• Material shown:
PR #8131, opened 2022-10-12
docs: add app.config route to pre-render

Atinux:
### ❓ Type of change

### 📚 Description

Add missing url not detected by crawler 🤔 

### 📝 Checklist

### DIFF
--- a/docs/nuxt.config.ts
+++ b/docs/nuxt.config.ts
@@ -1,3 +1,8 @@
 export default defineNuxtConfig({
-  extends: '@nuxt-themes/website'
+  extends: '@nuxt-themes/website',
+  nitro: {
+    prerender: {
+      routes: ['/guide/directory-structure/app.config']
+    }
+  }
 })
--- a/docs/nuxt.config.ts
+++ b/docs/nuxt.config.ts
@@ -2,7 +2,7 @@ export default defineNuxtConfig({
   extends: '@nuxt-themes/website',
   nitro: {
     prerender: {
-      routes: ['/404.html', '/guide/directory-structure/app.config']
+      routes: ['/', '/404.html', '/guide/directory-structure/app.config']
     }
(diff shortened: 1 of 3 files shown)


danielroe:
Hm. We need to handle 404 page:

CleanShot 2022-10-12 at 12 14 37

Tahul:
https://github.com/nuxt/content/blob/main/src/runtime/pages/document-driven.vue

Docus has no "default" components for DocumentDrivenNotFound and DocumentDrivenEmpty components, but I guess this is the way to go for this kind of issues.

I remember that there was an "issue" (maybe this is expected behavior) with catch-all pages that was overriding the support for error pages in `pages` folder.

Maybe we could work around this by throwing an error in DocumentDriven page when the query fails, and then handling the 404 via Nuxt pages folder?

I also know that as `pages`aren't "extendable", the only way of allowing user to overwrite was to use replaceable components (DocumentDrivenNotFound...).

danielroe:
If we have a design for a custom error page, we can provide it in `~/error.vue` in this repo.

The 404 error is only being thrown on server side in docus, which means we're not redirected to it on a client-side 404 (in this case), and the console errors are coming from missing nav data (owing to not having a defined GITHUB_TOKEN) on client side. We should likely gracefully handle them as well.

Atinux:
It the comment blocking the current PR?

danielroe (approved):
No, this is good to go 👍

Tahul:
Just a little info, this can only be reproduced on built version, when using `dev`, landing on undefined link will display 404/error page

I just locally tried creating both:
```
docs/error.vue
// or
docs/pages/error.vue
```

It doesn't had any effect in built versions, I suspect this is upstream issue as mentioned, `error.vue` page won't be taken in account when catch-all page already setup.

PR #8133, opened 2022-10-12
test: add bundle size test

danielroe:
### ❓ Type of change

- [x] 🧹 Chore

### 📚 Description

This adds a test to constraint bundle size growth for an out-of-the-box install. This will prompt us to update snapshots when/if new packages are added to build.

Any ideas for improving assertion or test more than welcome.

I've also fixed an issue where `vue-router` and `@vue/devtools-api` were traced as dependencies even without router integration.

### 📝 Checklist

### DIFF
--- a/packages/nuxt/src/app/components/nuxt-link.ts
+++ b/packages/nuxt/src/app/components/nuxt-link.ts
@@ -1,11 +1,11 @@
 import { defineComponent, h, ref, resolveComponent, PropType, computed, DefineComponent, ComputedRef, onMounted, onBeforeUnmount } from 'vue'
-import { RouteLocationRaw, Router } from 'vue-router'
+import type { RouteLocationRaw, Router } from 'vue-router'
 import { hasProtocol } from 'ufo'
 
 import { navigateTo, useRouter } from '../composables/router'
 import { useNuxtApp } from '../nuxt'
 
-const firstNonUndefined = <T>(...args: (T | undefined)[]) => args.find(arg => arg !== undefined)
+const firstNonUndefined = <T> (...args: (T | undefined)[]) => args.find(arg => arg !== undefined)
 
 const DEFAULT_EXTERNAL_REL_ATTRIBUTE = 'noopener noreferrer'
 
--- a/packages/nuxt/src/app/composables/component.ts
+++ b/packages/nuxt/src/app/composables/component.ts
@@ -1,8 +1,8 @@
 import { defineComponent, getCurrentInstance, reactive, toRefs } from 'vue'
 import type { DefineComponent } from 'vue'
-import { useRoute } from 'vue-router'
 import { NuxtApp, useNuxtApp } from '../nuxt'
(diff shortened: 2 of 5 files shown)


pi0:
> I've also fixed an issue where vue-router and @vue/devtools-api were traced as dependencies even without router integration.

Nice find! Do you mind splitting this into a new fix/perf PR?


I have some concerns about how we do bundle testing. It made honestly lots of trouble over time in Nuxt 2 and made the CI of Nuxt 2 fragile as each package can actually affect bundle size easily and hardcoded size was not a good idea. BTW I'm fine with making test limited to testing used node_modules in snapshot as the list changes much less often.

danielroe:
Done. But for what it's worth, I think it is worth keeping a bundle size test. It takes 10s to update the snapshots for the bundle size, and at least that means that we are _deliberately_ choosing to increase server or client bundle size rather than doing it accidentally.

pi0:
True but it quite often happens because an (expected as we test) external library simply adds new functionality and it adds a few bytes to the server or app bundle. Over time all libs and our internal codebase increase and it is by itself a deliberately chosen of us or 3rd party library authors that make this choice. Bein required to manually update the test, is a duplicate effort unless it _often_ would cause us to revise even using a library or one of its upgrades.

I think the entire logic for size testing, could be an _informational_ CI action similar to code coverage integration signaling us about certain percentage increase. There might be even some ready to use integrations...

In the meantime i appreciate if we remove size cap logic from code completely and add it back as CI integration later.

danielroe:
The logic is already removed unless running manually locally for ease of testing. 😊

pi0:
Sizes are still hardcoded though... Can we write sizes to (a gitginored file) for local testing? Later CI can pick same file as well.

danielroe:
I agree, it would be nice to print results in CI.

pi0 (approved):

pi0:
> When originally pushed it was not.

(or it was but didn't reach the cap size. something else could added few bytes and reveal it.)

danielroe:
I saw that change. But the variability was not so high. The numbers were:

```
    expect(serverBundle.size).toBeLessThan(120000)
    // expect(serverBundle.size).toMatchInlineSnapshot('114018')

    expect(modules.size).toBeLessThan(2700000)
    // expect(modules.size).toMatchInlineSnapshot('2637251')
```

Whereas the difference in your last example is more like 250kB, which is a huge difference!

pi0:
Yeah that's strange! Specially that only windows is bigger. We could make different values between windows and linux for server bundle size....

danielroe:
Is it caused by reading byte size? Maybe this is the difference? Why should the size on disk have been the same, but byte size differ so much?

pi0:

• The task: Transcribe the entries above word for word, from the first line through the line containing "I remember that", and nothing else.

• Answer section:
PR #8131, opened 2022-10-12
docs: add app.config route to pre-render

Atinux:
### ❓ Type of change

### 📚 Description

Add missing url not detected by crawler 🤔 

### 📝 Checklist

### DIFF
--- a/docs/nuxt.config.ts
+++ b/docs/nuxt.config.ts
@@ -1,3 +1,8 @@
 export default defineNuxtConfig({
-  extends: '@nuxt-themes/website'
+  extends: '@nuxt-themes/website',
+  nitro: {
+    prerender: {
+      routes: ['/guide/directory-structure/app.config']
+    }
+  }
 })
--- a/docs/nuxt.config.ts
+++ b/docs/nuxt.config.ts
@@ -2,7 +2,7 @@ export default defineNuxtConfig({
   extends: '@nuxt-themes/website',
   nitro: {
     prerender: {
-      routes: ['/404.html', '/guide/directory-structure/app.config']
+      routes: ['/', '/404.html', '/guide/directory-structure/app.config']
     }
(diff shortened: 1 of 3 files shown)


danielroe:
Hm. We need to handle 404 page:

CleanShot 2022-10-12 at 12 14 37

Tahul:
https://github.com/nuxt/content/blob/main/src/runtime/pages/document-driven.vue

Docus has no "default" components for DocumentDrivenNotFound and DocumentDrivenEmpty components, but I guess this is the way to go for this kind of issues.

I remember that there was an "issue" (maybe this is expected behavior) with catch-all pages that was overriding the support for error pages in `pages` folder.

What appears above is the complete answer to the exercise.